### [WORK INSTRUCTIONS]
In the records below, find each line containing the word "implementation" and copy it.

======== SOURCE INFORMATION

PR #121, opened 2018-01-26
 Filter by document IDs in search results #LMR-676

kubedo8:


lumeer-core/src/main/java/io/lumeer/core/facade/SearchFacade.java
```diff
@@ -60,17 +60,67 @@
...
-      if (!isCollectionSelectionOnly(query)) {
-         collections.addAll(getCollectionsByDocumentSearch(query));
+      if (query.getFulltext() != null && !query.getFulltext().isEmpty()) {
+         collections.addAll(getCollectionsByDocumentFulltext(query));
       }
 
-      collections.addAll(getCollectionsByCollectionSearch(query));
+      if(query.getDocumentIds() != null && !query.getDocumentIds().isEmpty()){
+         collections.addAll(getCollectionsByDocumentsIds(query.getDocumentIds()));
+      }
```
livthomas: I do not think it is the best idea to make separate requests for documentIDs and fulltext part of the query. The reason why we make another request based on `collectionCodes` is that collections are searched by this parameter in another database collection. But the ones searching for documents first should be merged into a single database query.

At the same time it would be worth making just document queries first and then get all collections (based on `collectionCodes` as well as retrieved documents) in a single database query. What do you think?

kubedo8: Okay, that sounds good.

kubedo8: But these two requests can't be marged. So I think It's good as it is.

kubedo8: But merging these requests will lead to unnecessary when searching by documents ids..

lumeer-core/src/main/java/io/lumeer/core/facade/SearchFacade.java
```diff
@@ -60,17 +60,80 @@
...
+         collections.addAll(getCollectionsByDocumentsSearch(query));
       }
 
-      collections.addAll(getCollectionsByCollectionSearch(query));
+      if (query.getDocumentIds() != null && !query.getDocumentIds().isEmpty()) {
+         collections.addAll(getCollectionsByDocumentsIds(query.getDocumentIds()));
+      }
+
+      if (isOnlyCollectionQuery(query) || collectionQueryIsNotEmpty(query)) {
+         collections.addAll(getCollectionsByCollectionSearch(query));
```
livthomas: Why this strange condition? I think there should either be AND operator or otherwise the first part of the condition does not make sense. Because if it is true the second one will also be true so the first part does not matter.

lumeer-core/src/main/java/io/lumeer/core/facade/SearchFacade.java
```diff
@@ -60,17 +60,80 @@
...
    public List<Document> searchDocuments(Query query) {
-      Map<String, Collection> collections = getCollections(query.getCollectionCodes());
+      Set<Document> documents = new HashSet<>();
+
+      if (query.getDocumentIds() != null && !query.getDocumentIds().isEmpty()) {
+         documents.addAll(getDocumentsByIds(query.getDocumentIds()));
+      }
+
+      if (!isOnlyDocumentsIdsQuery(query) || isEmptyQuery(query)) {
+         documents.addAll(searchDocumentsByFullText(query));
```
livthomas: Why do we want to search documents by fulltext in case of an empty query?

lumeer-storage/lumeer-storage-mongodb/src/main/java/io/lumeer/storage/mongodb/dao/project/MorphiaCollectionDao.java
```diff
@@ -140,8 +141,18 @@ public Collection getCollectionByCode(final String code) {
       if (searchQuery.isFulltextQuery()) {
          mongoQuery.search(searchQuery.getFulltext());
       }
+      Set<ObjectId> collectionIds = searchQuery.getCollectionIds() != null ? searchQuery.getCollectionIds().stream().map(ObjectId::new).collect(Collectors.toSet()) : Collections.emptySet();
       if (searchQuery.isCollectionCodesQuery()) {
-         mongoQuery.field(MorphiaCollection.CODE).in(searchQuery.getCollectionCodes());
+         if (!collectionIds.isEmpty()) {
+            mongoQuery.or(
```
livthomas: Why this if statement? We use OR in the database query so we can always run it with both `code` and `id` conditions. Cannot we?

lumeer-core/src/main/java/io/lumeer/core/facade/SearchFacade.java
kubedo8: Because we want to return all documents on empty query (and fulltext is not applied then).

lumeer-storage/lumeer-storage-mongodb/src/main/java/io/lumeer/storage/mongodb/dao/project/MorphiaCollectionDao.java
kubedo8: It doesn't make sense to use or condition with only one statement (if second one is empty)

lumeer-core/src/main/java/io/lumeer/core/facade/SearchFacade.java
kubedo8: The first part of conditions will ensure, that empty query returns all collections.

livthomas: What? Do we want to run `getCollectionsByCollectionSearch(query)` if the query is empty (first condition) and also if it is not empty (second condition)? Why do we then have this `if` statement?

lumeer-core/src/main/java/io/lumeer/core/facade/SearchFacade.java
livthomas: Oh, I see. But it is not obvious at all from the code and it looks like inefficient solution at first.

lumeer-storage/lumeer-storage-mongodb/src/main/java/io/lumeer/storage/mongodb/dao/project/MorphiaCollectionDao.java
livthomas: Ok, I have finally understood the code. But this bunch of `if` statements look really complicated and is hard to understand at first sight.

lumeer-core/src/main/java/io/lumeer/core/facade/SearchFacade.java
kubedo8: Ok, maybe names of conditions are confusing, so I will change it.

kubedo8: Is it better now?

livthomas: Oh, yes. I totally understand it now! Thanks.

PR #123, opened 2018-01-29
Make views and links search suggestions work #LMR-693

kubedo8:


lumeer-core/src/main/java/io/lumeer/core/facade/SuggestionFacade.java
```diff
@@ -98,18 +106,50 @@ private JsonSuggestions suggestAll(String text, int limit) {
       return collections;
    }
 
+   private List<LinkType> suggestLinkTypes(String text, int limit) {
+      List<Collection> collections = collectionDao.getCollections(createSimpleSearchQuery());
```
livthomas: Why this call? Are we making link suggestions based on collection names?

lumeer-storage/lumeer-storage-mongodb/src/main/java/io/lumeer/storage/mongodb/util/MongoFilters.java
```diff
@@ -85,4 +86,14 @@ public static Bson suggestionsFilter(SuggestionQuery query) {
       );
    }
 
+   public static <T> void addPaginationToSuggestionQuery(FindIterable<T> findIterable, SuggestionQuery query) {
```
livthomas: I don't think this method belongs to this class. I would suggest moving it `MongoDao` abstract class for now. And we will see how many similar methods will get there and can then extract them to a new class.

lumeer-core/src/main/java/io/lumeer/core/facade/SuggestionFacade.java
kubedo8: We need this for check which link-types can user read.

lumeer-storage/lumeer-storage-mongodb/src/main/java/io/lumeer/storage/mongodb/util/MongoFilters.java
kubedo8: I thought you would not like it here 😄

lumeer-core/src/main/java/io/lumeer/core/facade/SuggestionFacade.java
livthomas: Oh, I see. I forgot about it and did not see checking of user permissions anywhere.

livthomas: Maybe it would be worth naming it `allowedCollections` or something like that.

PR #125, opened 2018-02-08
Create user and group services #LMR-686

kubedo8:


war/src/test/java/io/lumeer/remote/rest/UserServiceIntegrationTest.java
```diff
@@ -0,0 +1,171 @@
...
+   private static final String USER = AuthenticatedUser.DEFAULT_EMAIL;
+
+   private static final String USER1 = "user1@gmail.com";
+   private static final String USER2 = "user2@gmail.com";
+   private static final String USER3 = "user3@gmail.com";
+
+   private static final Set<String> GROUPS;
+
+   static {
+      GROUPS = new HashSet<>(Arrays.asList("group1", "group2", "group3"));
```
justmesr: Why is this in a `static` block?

(Was there something wrong with `private static final Set<String> GROUPS = new HashSet<>(Arrays.asList("group1", "group2", "group3"));`?)

kubedo8: I copied it from another test, but you are right there's no reason to do it in static block in this situation.

lumeer-storage/lumeer-storage-mongodb/src/main/java/io/lumeer/storage/mongodb/dao/system/MongoGroupDao.java
```diff
@@ -0,0 +1,117 @@
...
+import org.bson.Document;
+import org.bson.conversions.Bson;
+
+import java.util.ArrayList;
+import java.util.List;
+import javax.annotation.PostConstruct;
+import javax.enterprise.context.RequestScoped;
+
+@RequestScoped
+public class MongoGroupDao extends SystemScopedDao implements GroupDao {
```
livthomas: I thought we made it clear that groups will be organization-scoped. Or are there any performance benefits or other reasons why it is better to have it system-scoped? Because I cannot see any at the moment.

lumeer-storage/lumeer-storage-mongodb/src/main/java/io/lumeer/storage/mongodb/dao/system/MongoUserDao.java
```diff
@@ -0,0 +1,195 @@
...
+import org.bson.conversions.Bson;
+
+import java.util.ArrayList;
+import java.util.Collections;
+import java.util.List;
+import java.util.Optional;
+import javax.annotation.PostConstruct;
+import javax.enterprise.context.RequestScoped;
+
+@RequestScoped
```
livthomas: This should be `@ApplicationScoped` since it manages system-wide users and there is no point in creating a new instance for each request.

lumeer-storage/lumeer-storage-api/src/main/java/io/lumeer/storage/api/dao/UserDao.java
```diff
@@ -18,28 +18,23 @@
...
+   User updateUser(String organizationId, String userId, User user);
 
-   void setOrganization(Organization organization);
+   void deleteUser(String organizationId, String userId);
 
-   User createUser(User user);
+   void deleteGroupFromUsers(String organizationId, String group);
 
-   void updateUser(String id, User user);
+   Optional<User> getUserByEmail(String organizationId, String email);
```
livthomas: We don't really need to know `organizationId` in order to get a user by email, do we?

lumeer-storage/lumeer-storage-api/src/main/java/io/lumeer/storage/api/dao/UserDao.java
```diff
@@ -18,28 +18,23 @@
...
 public interface UserDao {
 
-   void createUsersRepository(Organization organization);
+   User createUser(String organizationId, User user);
 
-   void deleteUsersRepository(Organization organization);
+   User updateUser(String organizationId, String userId, User user);
 
-   void setOrganization(Organization organization);
+   void deleteUser(String organizationId, String userId);
```
livthomas: Why do we need `organizationId` parameter on these three methods? It is not needed here since the DAO layer should only be responsible for storing and retrieving data. And it is system-scoped so there is no need for an organization ID here.

lumeer-storage/lumeer-storage-mongodb/src/main/java/io/lumeer/storage/mongodb/dao/system/MongoUserDao.java
```diff
@@ -0,0 +1,195 @@
...
+      database.getCollection(databaseCollectionName()).drop();
+   }
+
+   @Override
+   public User createUser(final String organizationId, final User user) {
+      MongoUser existingUser = databaseCollection().find(Filters.eq(UserCodec.EMAIL, user.getEmail())).first();
+      if (existingUser != null) {
+         return upsertUserGroupsForOrganization(organizationId, existingUser.getId(), user);
+      }
+      return createNewUser(organizationId, user);
```
livthomas: Why do we have all this "business logic" here? DAO layer should be really stupid and responsible only for storing and retrieving data. If we don't follow these rules which we set, we will eventually end up with the same spaghetti code we once had here.

You can clearly see that something is wrong just by looking at the `UserFacade` which doesn't really do anything useful (except for checking the permissions) and just calls the DAO methods.

lumeer-core/src/main/java/io/lumeer/core/cache/UserCache.java
```diff
@@ -38,25 +38,29 @@
...
-   public User getUser(String username) {
-      return userCache.computeIfAbsent(username, this::getOrCreateUser);
+   public User getUser(String email) {
+      return userCache.computeIfAbsent(email, this::getOrCreateUser);
    }
 
-   private User getOrCreateUser(String username) {
-      Optional<User> userOptional = userDao.getUserByUsername(username);
+   private User getOrCreateUser(String email) {
+      String organizationId = workspaceKeeper.getOrganization().get().getId(); // TODO how to be sure, that organization is set?
```
livthomas: Once you fix the problem with DAO methods you will see there is no need for getting the organization here.

lumeer-storage/lumeer-storage-api/src/main/java/io/lumeer/storage/api/dao/GroupDao.java
```diff
@@ -24,12 +24,12 @@
...
-   String createGroup(Group group);
+   Group createGroup(String organizationId, Group group);
 
-   void updateGroup(String id, Group group);
+   Group updateGroup(String id, Group group);
 
    void deleteGroup(String id);
 
-   List<Group> getAllGroups();
+   List<Group> getAllGroups(String organizationId);
```
livthomas: Once you fix the problem with the scope of this DAO, `organizationId` parameter will not be needed in any of these methods.

lumeer-storage/lumeer-storage-mongodb/src/main/java/io/lumeer/storage/mongodb/dao/system/MongoUserDao.java
```diff
@@ -0,0 +1,195 @@
...
+      if (database.getCollection(COLLECTION_NAME) == null) {
+         createUsersRepository();
+      }
+   }
+
+   public void createUsersRepository() {
+      database.createCollection(databaseCollectionName());
+
+      MongoCollection<Document> userCollection = database.getCollection(databaseCollectionName());
+      userCollection.createIndex(Indexes.ascending(UserCodec.EMAIL), new IndexOptions().unique(true));
```
livthomas: I think we would also need an index on `keycloakId` field.

lumeer-core/src/main/java/io/lumeer/core/facade/ProjectFacade.java
```diff
@@ -102,7 +102,7 @@ public Project getProject(final String projectCode) {
 
    public List<Project> getProjects() {
       User user = authenticatedUser.getCurrentUser();
-      DatabaseQuery query = DatabaseQuery.createBuilder(user.getUsername())
+      DatabaseQuery query = DatabaseQuery.createBuilder(user.getEmail())
```
livthomas: In the future, we would probably want to use user ID for this. But it is out of the scope of this PR.

lumeer-storage/lumeer-storage-mongodb/src/main/java/io/lumeer/storage/mongodb/model/MongoGroup.java
```diff
@@ -0,0 +1,50 @@
+package io.lumeer.storage.mongodb.model;
+
+import io.lumeer.api.model.Group;
+
+public class MongoGroup {
+
+   private String id;
+   private String name;
+   private String organizationId;
```
livthomas: Once the problem with the scope of `MongoGroupDao` is fixed, `organizationId` will no longer be needed here.

lumeer-storage/lumeer-storage-mongodb/src/main/java/io/lumeer/storage/mongodb/dao/system/MongoGroupDao.java
kubedo8: Each organization will contain only few groups. Do we really want to have so many small collections?

lumeer-storage/lumeer-storage-mongodb/src/main/java/io/lumeer/storage/mongodb/dao/system/MongoUserDao.java
kubedo8: Okay

lumeer-storage/lumeer-storage-mongodb/src/main/java/io/lumeer/storage/mongodb/dao/system/MongoGroupDao.java
livthomas: Good point. But how do you then want to deal with unique group names just within a single organization if all groups are stored in a single collection?

lumeer-storage/lumeer-storage-api/src/main/java/io/lumeer/storage/api/dao/UserDao.java
kubedo8: Look at how users are stored in DB. How can I know, which embedded document from array of groups should I delete?

livthomas: Yes, but you don't need it on this level. I mentioned it in the other comment as well. This business logic needs to be in the facade not in DAO.

Deleting user on DAO level means deleting it from the database. (Which is not really something we need at the moment.)

lumeer-storage/lumeer-storage-mongodb/src/main/java/io/lumeer/storage/mongodb/dao/system/MongoUserDao.java
kubedo8: It's more complicated than you think. Creating users is not always creating, because when user already exist in db, we just add information that he is in some organization (by its id). So first time it is real create in db, and next time we do update. So who should be responsible for knowing structure of how users are stored in db?

lumeer-storage/lumeer-storage-api/src/main/java/io/lumeer/storage/api/dao/UserDao.java
kubedo8: Maybe I should rename method name to `deleteUserFromOrganization`, but without this parameter `dao` layer doesn't know how to build correct request do db.

lumeer-storage/lumeer-storage-mongodb/src/main/java/io/lumeer/storage/mongodb/dao/system/MongoGroupDao.java
kubedo8: It's simple: just add compound unique index on `organizationId` and `groupName`. It's also tested. (look at `MongoGroupDaoTest#testCreateGroupAnotherOrganization` method)

lumeer-storage/lumeer-storage-mongodb/src/main/java/io/lumeer/storage/mongodb/dao/system/MongoUserDao.java
kubedo8: Oh good catch.

lumeer-storage/lumeer-storage-api/src/main/java/io/lumeer/storage/api/dao/UserDao.java
kubedo8: We need to know `organizationId` to obtain correct groups for user.

lumeer-storage/lumeer-storage-api/src/main/java/io/lumeer/storage/api/dao/UserDao.java
livthomas: And what about looking at this from another perspective? DAO is only responsible for simple data operations. If you want to have a method like `deleteUserFromOrganization`, it should be on the facade level and calling `updateUser` or something similar.

Or it can be like you suggest but make sure there absolutely no business logic involved in the DAO layer. All of it needs to be in the facade and DAO methods should be called there only where you would put a single database operation if you used MongoDB driver directly in the facades.

lumeer-storage/lumeer-storage-api/src/main/java/io/lumeer/storage/api/dao/UserDao.java
livthomas: Oh, I see. I'm just wondering if we cannot do this kind of logic in the facade. It's what facades are there for. I know we would read more data from the database but how many organizations will users be in? One, two?

I think the same principle is used with permissions which are filtered on the facade layer.

The other think is that we cache the user so what happens if he switch the organization within the same session? I'm afraid the necessary data will not be in the cache since they were filtered by DAO layer.

lumeer-storage/lumeer-storage-mongodb/src/main/java/io/lumeer/storage/mongodb/dao/system/MongoGroupDao.java
livthomas: And what about our idea of storing organization data in different MongoDB databases and having only really necessary collections in the system database?

lumeer-storage/lumeer-storage-mongodb/src/main/java/io/lumeer/storage/mongodb/dao/system/MongoUserDao.java
livthomas: Creating user on the DAO layer should be only about creating the database record. Creating user on the facade and service layer should be a more complex operation (what front-end expects and what you have implemented in the DAO).

The only thing that needs to be done is moving the content this method to the facade and replace database calls by DAO method calls. If the user exists, you will update it. If not, you will creat it. Is that clear?

I'm just trying to avoid the situation we had here half a year ago. If we don't follow these simple rules, after a few such changes we will be back there and every change will be a pain again.

livthomas: What I'm trying to tell you is that there does not always needs to be 1-to-1 mapping between the DAO and facade methods. They can sometimes do something slightly different. Otherwise, we would not need these distinct layers.

lumeer-core/src/main/java/io/lumeer/core/facade/GroupFacade.java
```diff
@@ -41,33 +43,46 @@
...
    }
 
-   public void deleteGroup(String organizationId, String groupId){
-      checkPermissions(organizationId);
+   public void deleteGroup( String groupId){
+      checkPermissions();
 
-      userDao.deleteGroupFromUsers(organizationId, groupId);
       groupDao.deleteGroup(groupId);
+      deleteInfoAboutGroup(groupId);
```
livthomas: Isn't deleting the group in the line above this one going to remove all information about the group? I simply don't know what this method does unless I look into its implementation. And that's exactly what we have discussed with @marvec. If we name methods like this, we will definitely need comments in our code. But we can do better and avoid them. :)

I would suggest renaming it to `removeGroupFromUsers()` but feel free to find a better name if you wish.

lumeer-core/src/main/java/io/lumeer/core/AuthenticatedUser.java
```diff
@@ -42,11 +46,24 @@
...
 
+   @Inject
+   private WorkspaceKeeper workspaceKeeper;
+
    public User getCurrentUser() {
       String userEmail = getUserEmail();
       return userCache.getUser(userEmail);
    }
 
+   public Set<String> getCurrentUserGroups(){
```
livthomas: +1 on extracting this into a separate method

lumeer-storage/lumeer-storage-mongodb/src/main/java/io/lumeer/storage/mongodb/dao/system/MongoUserDao.java
```diff
@@ -74,72 +73,39 @@ public void deleteUsersRepository() {
...
-      Bson filter = Filters.and(idFilter(userId), Filters.ne(MongoUtils.concatParams(UserCodec.ALL_GROUPS, UserCodec.ORGANIZATION_ID), organizationId));
-      FindOneAndUpdateOptions options = new FindOneAndUpdateOptions().returnDocument(ReturnDocument.AFTER);
+   public User updateUser(final String id, final User user) {
+      FindOneAndReplaceOptions options = new FindOneAndReplaceOptions().returnDocument(ReturnDocument.AFTER).upsert(true);
       try {
-         MongoUser returnedUser = databaseCollection().findOneAndUpdate(filter, update, options);
-         if (returnedUser == null) {
-            return setUserGroupsForOrganization(organizationId, userId, user);
+         User returnedGroup = databaseCollection().findOneAndReplace(idFilter(id), user, options);
+         if (returnedGroup == null) {
```
livthomas: Just a detail but it's `returnedUser` I suppose. :)

PR #128, opened 2018-02-19
Send collection info on import #LMR-740

kubedo8:


kubedo8:
There's no special reason for having `format` inside the class. So I will change it in a moment.

kubedo8:
Now it should be okay.

PR #135, opened 2018-03-16
Save attributes info on import collection & apply pagination on search documents #LMR-765 #LMR-766

kubedo8:


lumeer-core/src/main/java/io/lumeer/core/facade/ImportFacade.java
```diff
@@ -63,43 +68,17 @@
    private DataDao dataDao;
 
    public Collection importDocuments(String format, ImportedCollection importedCollection) {
-      List<Document> documents;
+      Collection collection = createImportCollection(importedCollection.getCollection());
```
livthomas: Isn't this method the same as `CollectionFacade.createCollection`? If yes, I think we can make an exception and call the other facade here in order to eliminate code duplication.

kubedo8: You told me, that facade should never call facade... Why now it's OK?!

PR #147, opened 2018-04-07
Using id instead of email/name in Users/Groups #LMR-767

kubedo8:


lumeer-core/src/main/java/io/lumeer/core/facade/UserFacade.java
```diff
@@ -50,10 +50,14 @@ public User createUser(String organizationId, User user) {
       User storedUser = userDao.getUserByEmail(user.getEmail());
 
       if (storedUser == null) {
-         return userDao.createUser(user);
+         User createdUser = userDao.createUser(user);
+         addDefaultPermissions(organizationId, createdUser.getId());
```
livthomas: Should not permissions be added before you store the entity into the database in order not to make two database requests?

lumeer-core/src/main/java/io/lumeer/core/facade/UserFacade.java
```diff
@@ -117,4 +121,8 @@ private void checkOrganizationInUser(String organizationId, User user) {
       }
    }
 
+   private void addDefaultPermissions(String organizationId, String userId) {
+      // TODO
```
livthomas: What is the implementation of this method going to look like?

lumeer-remote/src/main/java/io/lumeer/remote/rest/GlobalService.java
```diff
@@ -0,0 +1,46 @@
...
+@Path("/global")
+public class GlobalService extends AbstractService {
+
+   @Inject
+   private AuthenticatedUser authenticatedUser;
+
+   @GET
+   @Path("currentUser")
+   public User getCurrentUser() {
+      return authenticatedUser.getCurrentUser();
```
livthomas: Why do we need a new `GlobalService`. Would not it be more better to have this method in `UserService`?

================

### [OUTPUT OF THE TASK]
livthomas: Isn't deleting the group in the line above this one going to remove all information about the group? I simply don't know what this method does unless I look into its implementation. And that's exactly what we have discussed with @marvec. If we name methods like this, we will definitely need comments in our code. But we can do better and avoid them. :)
livthomas: What is the implementation of this method going to look like?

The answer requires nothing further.